Construction disputes expert Benjamin Smith of Pinsent Masons, the law firm behind Out-Law.com, welcomed the changes.

"By reformulating and simplifying the requirements of the protocol – for example, limiting the volume of information exchanged between the parties to 'brief summaries' which are 'proportionate' to the nature and value of the dispute - the updates should allow for a more streamlined and efficient pre-action process," he said. "Albeit such limitations are by their nature subjective, it will undoubtedly give parties and their legal representatives pause for thought when preparing submissions in order to ensure they are compliant with the new protocol."

"In this respect, given the parties will have to opt in to use the new protocol referee procedure, it  will be interesting to see whether parties agree that the procedure should apply – and if they are willing to implement the procedure in the event of non-compliance with the protocol by the other party. It is also worth mentioning that the parties can also agree that the pre-action protocol will not apply to the dispute, although it is hard to see circumstances in which the parties would agree to this except for in the most straightforward of cases," he said.

The new protocol will apply to all construction and engineering disputes including building and construction disputes; claims by or against engineers, surveyors and architects; and claims relating to the quality of materials used or work undertaken. These claims are typically heard by the Technology and Construction Court (TCC) division of the High Court.

The protocol was developed jointly by specialist bar association the Technology and Construction Bar Association (TECBAR) and TeCSA, the Technology and Construction Solicitors' Association. It replaces the previous pre-action protocol, which came into force in October 2000 and was amended in 2007.

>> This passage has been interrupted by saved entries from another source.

PR #2524, opened 2026-06-04
⟡ Gorian Shard's Corsair, Pirate Warship

moyerr:
| ⟡ Gorian Shard's Corsair |
| :---: |
| Pirate Warship |
|  |

### DIFF
--- a/server/game/gameSystems/DamageSystem.ts
+++ b/server/game/gameSystems/DamageSystem.ts
@@ -282,8 +282,13 @@ export class DamageSystem<TContext extends AbilityContext = AbilityContext, TPro
             abilityDamageSource.controller = context.event.lastKnownInformation.controller;
         }
 
+        const sourceCard = properties.source ?? context.source;
+        const sourceMakesDamageUnpreventable =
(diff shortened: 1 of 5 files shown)


server/game/gameSystems/DamageSystem.ts
```diff
@@ -283,13 +287,30 @@ export class DamageSystem<TContext extends AbilityContext = AbilityContext, TPro
...
+    private sourcesMakeDamageUnpreventable(event: any): boolean {
+        const damageSource = event.damageSource;
+        if (!damageSource) {
+            return false;
+        }
+
+        const hasUnpreventableEffect = (source: Card | null | undefined) =>
+            source?.hasOngoingEffect?.(EffectName.DamageDealtByThisCardIsUnpreventable) ?? false;
+
+        if (damageSource.type === DamageSourceType.Attack) {
```
AMMayberry1: nit: instead of falling through to the assumption that it's DamageSourceType.Ability, can we use a switch with a default that hits `Contract.fail()` just in case we rework that enum at any point

AMMayberry1:
I haven't thought about this before, but can unpreventable damage be reduced by effects like Vigil or Boba Fett's Armor?

AMMayberry1 (approved):

PR #2525, opened 2026-06-04
Domesticated Loth-Cat

santiagovazquez:
test file
```json
{
  "phase": "action",
  "player1": {
    "hand": [
      "escort-skiff",
      "doctor-pershing#dedicated-to-research",
      "takedown"
    ],
    "groundArena": [
      "domesticated-lothcat",
      "escort-skiff",
      "doctor-pershing#dedicated-to-research"
    ],
    "spaceArena": [
      "patrolling-vwing"
    ]
  },
  "player2": {
    "hand": [
      "escort-skiff",
      "doctor-pershing#dedicated-to-research",
      "takedown"
    ],
    "groundArena": [
      "escort-skiff"
    ],
    "spaceArena": [
      "patrolling-vwing"
    ],
    "resources": 10,
    "hasInitiative": true
  }
}

```


test/server/cards/08_ASH/units/DomesticatedLothCat.spec.ts
```diff
@@ -0,0 +1,37 @@
...
+            });
+
+            const { context } = contextRef;
+            const friendlyEscortSkiff = context.player1.findCardByName('escort-skiff');
+            const friendlyDoctorPershing = context.player1.findCardByName('doctor-pershing#dedicated-to-research');
+            const enemyEscortSkiff = context.player2.findCardByName('escort-skiff');
+            const enemyDoctorPershing = context.player2.findCardByName('doctor-pershing#dedicated-to-research');
+
+            expect(friendlyEscortSkiff.hasSomeKeyword('ambush')).toBeTrue();
+            expect(friendlyDoctorPershing.hasSomeKeyword('support')).toBeTrue();
```
AMMayberry1: Wherever possible we want to test behaviors by using game situations and card effects that would be visible to the player instead of doing internal checks like `hasSomeKeyword`. So in this case we would want to play cards that use Ambush and Support and then set expectations that their effects don't trigger correctly (and we would probably want those to be separate test cases for hygiene).

And like you have tested here, we'd want to make sure they still work for friendly units but again those would be broken into their own unit `it()` cases. For situations that share a lot of common setup you can use a `beforeEach()` for a cluster of `it()` cases, there's a lot of examples of that in the repo for reference.

In addition to checking that the on-play functionality of Ambush and Support goes away, it would also be good to test that the keyword itself goes away even if the units were already on the field before Loth-Cat was played. This could be done using any number of abilities which check for the presence of those keywords - Daimyo Boba leader is a great candidate for a way to check for this using game effects

test/server/cards/08_ASH/units/DomesticatedLothCat.spec.ts
```diff
@@ -0,0 +1,123 @@
...
+                    player1: {
+                        groundArena: ['domesticated-lothcat']
+                    },
+                    player2: {
+                        hand: ['escort-skiff'],
+                        spaceArena: ['patrolling-vwing'],
+                        groundArena: ['wampa'],
+                        resources: 10,
+                        hasInitiative: true
+                    }
```
moyerr, line 14: The conditional ambush setup is not wrong, but it's a bit more convoluted than just testing with an Ambush unit.

AMMayberry1 (approved):

PR #2527, opened 2026-06-05
Barriss Offee, Redeeming Herself

santiagovazquez:
test file

```json
{
  "phase": "action",
  "player1": {
    "hand": [
      "barriss-offee#redeeming-herself"
    ],
    "groundArena": [
      {
        "card": "wampa",
        "damage": 3
      }
    ]
  },
  "player2": {
    "groundArena": [
      {
        "card": "atst",
        "damage": 1
      }
    ]
  }
}

```


server/game/cards/08_ASH/units/BarrissOffeeRedeemingHerself.ts
```diff
@@ -0,0 +1,35 @@
...
+
+    public override setupCardAbilities(registrar: INonLeaderUnitAbilityRegistrar, abilityHelper: IAbilityHelper) {
+        registrar.addWhenPlayedAbility({
+            title: 'Heal up to 2 damage from a unit. Give an Advantage token to it for each damage healed this way',
+            immediateEffect: abilityHelper.immediateEffects.distributeHealingAmong({
+                amountToDistribute: 2,
+                controller: WildcardRelativePlayer.Any,
+                canChooseNoTargets: true,
+                cardTypeFilter: WildcardCardType.Unit,
+                cardCondition: (card) => card.isUnit() && card.damage > 0,
```
AMMayberry1: We shouldn't have the `card.damage > 0` condition here, it's fine to allow the player to choose a unit with no damage. In general we should assume that the targeting logic will correctly know whether or not a target is legal for an effect and we should not add additional conditions to prevent selecting targets where there will be no effect, this can actually create subtle bugs

server/game/cards/08_ASH/units/BarrissOffeeRedeemingHerself.ts
```diff
@@ -0,0 +1,35 @@
...
+                maxTargets: 1
+            }),
+            ifYouDo: (ifYouDoContext) => ({
+                title: 'Give an Advantage token to that unit for each damage healed this way',
+                ifYouDoCondition: () => ifYouDoContext.events[0].totalDistributed > 0,
+                immediateEffect: abilityHelper.immediateEffects.giveAdvantage({
+                    amount: ifYouDoContext.events[0].totalDistributed,
+                    target: ifYouDoContext.events[0].individualEvents[0].card
```
AMMayberry1, line 29: nit: slightly cleaner to use `ifYouDoContext.events[0].card`

test/server/cards/08_ASH/units/BarrissOffeeRedeemingHerself.spec.ts
```diff
@@ -0,0 +1,45 @@
...
+
+                context.player1.setDistributeHealingPromptState(new Map([
+                    [context.wampa, 2]
+                ]));
+
+                expect(context.wampa.damage).toBe(1);
+                expect(context.wampa).toHaveExactUpgradeNames(['advantage', 'advantage']);
+            });
+
+            it('gives only one Advantage token when only 1 damage is healed', function() {
```
AMMayberry1, line 32: Let's add a test where 0 is healed from a unit

server/game/cards/08_ASH/units/BarrissOffeeRedeemingHerself.ts
santiagovazquez: I made [this change](https://github.com/SWU-Karabast/forceteki/pull/2527/changes#diff-3823aca3c2b98c493528bdf4bd7a9a81841eb696d897a6a20b7fbf83de37c0bcR199) so the proposed change works, is it correct?

santiagovazquez: I reverted the change since it breaks other tests (also not sure that's what we want). I believe it's not possible to use `ifYouDoContext.events[0].card` but I could be wrong

AMMayberry1 (approved):

PR #2535, opened 2026-06-05
Flarestar Attack Shuttle

SAEM2710:

### DIFF
--- a/server/game/cards/08_ASH/units/FlarestarAttackShuttle.ts
+++ b/server/game/cards/08_ASH/units/FlarestarAttackShuttle.ts
@@ -13,7 +13,7 @@ export default class FlarestarAttackShuttle extends NonLeaderUnitCard {
 
     public override setupCardAbilities (registrar: INonLeaderUnitAbilityRegistrar, AbilityHelper: IAbilityHelper) {
         registrar.addTriggeredAbility({
-            title: 'Give an Advantage token to a unit.',
+            title: 'Give an Advantage token to a unit',
             optional: true,
             when: {
                 whenPlayed: true,
@@ -21,9 +21,7 @@ export default class FlarestarAttackShuttle extends NonLeaderUnitCard {
             },
             targetResolver: {
                 cardTypeFilter: WildcardCardType.Unit,
-                immediateEffect: AbilityHelper.immediateEffects.giveAdvantage({
-                    amount: 1
-                })
+                immediateEffect: AbilityHelper.immediateEffects.giveAdvantage()
             }
         });
     }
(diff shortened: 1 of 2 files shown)


server/game/cards/08_ASH/units/FlarestarAttackShuttle.ts
```diff
@@ -0,0 +1,30 @@
...
+    protected override getImplementationId () {
+        return {
+            id: '7534790849',
+            internalName: 'flarestar-attack-shuttle',
+        };
+    }
+
+    public override setupCardAbilities (registrar: INonLeaderUnitAbilityRegistrar, AbilityHelper: IAbilityHelper) {
+        registrar.addTriggeredAbility({
+            title: 'Give an Advantage token to a unit.',
```
moyerr: Nit: we usually don't add a period to these end of these ability titles

Full disclosure: this probably isn't completely consistent across the codebase, but we try to get more consistent about it over time 😄

server/game/cards/08_ASH/units/FlarestarAttackShuttle.ts
```diff
@@ -0,0 +1,30 @@
...
+            optional: true,
+            when: {
+                whenPlayed: true,
+                whenDefeated: true,
+            },
+            targetResolver: {
+                cardTypeFilter: WildcardCardType.Unit,
+                immediateEffect: AbilityHelper.immediateEffects.giveAdvantage({
+                    amount: 1
+                })
```
moyerr: I believe 1 is the default, so you should be able to use `giveAdvantage()` with no props.

test/server/cards/08_ASH/units/FlarestarAttackShuttle.spec.ts
```diff
@@ -0,0 +1,80 @@
...
+                    spaceArena: ['tie-fighter'],
+                },
+            });
+
+            const { context } = contextRef;
+
+            context.player1.clickCard(context.flarestarAttackShuttle);
+
+            expect(context.player1).toHavePassAbilityButton();
+            expect(context.player1).toBeAbleToSelectExactly([context.awing, context.wampa, context.atst, context.tieFighter, context.flarestarAttackShuttle]);
```
moyerr, line 22: For at least one test, I like to have the prompt text under an assertion. Just something like

```ts
expect(context.player1).toHavePrompt('Give an Advantage token to a unit');
```

SAEM2710: Done

moyerr (approved):

PR #2536, opened 2026-06-05
clan wren loyalist, stolen eta, warrior of clan kryze, r2d2 bug fix

sethhelman:
clan wren loyalist
warrior of clan lryze
stolen eta
r2


adbronico (approved):
lgtm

Once in force, parties will no longer be required by the wording of the protocol to provide each other with "full" information as part of the pre-action process, but rather "sufficient information broadly to allow the parties to understand each other's position and make informed decisions about settlement and how to proceed". The requirement to keep the letter of claim simple, and costs modest, has been broadened from merely lower value claims to "many cases, including those of modest value".

The general aim of the protocol has also been modified so that only the "outline" of parties' cases must be made known, and to amend the meeting requirements so that the parties only "usually" should meet. The aim is to put parties in a position where they may be able to settle cases not merely early and fairly, as at present; but also inexpensively.

The new protocol emphasises alternative dispute resolution (ADR) as a possibility in several places, including as a part of any settlement discussions. In addition, the protocol makes it possible for parties to replace the meeting requirement 21 days after letter of response or response to counterclaim to be in the form of an ADR process, for example mediation.

In its response to the first letter of claim, the defending company must now confirm whether it wishes the new protocol referee procedure to apply. If it agrees, either party may apply to the chairman of TeSCA for the appointment of a protocol referee. Protocol referees will be chosen from among the senior members of TECBAR and TeCSA. Their role will be to assist parties in complying with the protocol, or to settle issues of non-compliance; and the referee will be required to reach a written decision no later than 20 working days after receipt of the notice of appointment.

The new protocol also limits the ability of the courts to impose costs consequences for non-compliance to exceptional circumstances, such as "flagrant or very significant disregard" of the protocol.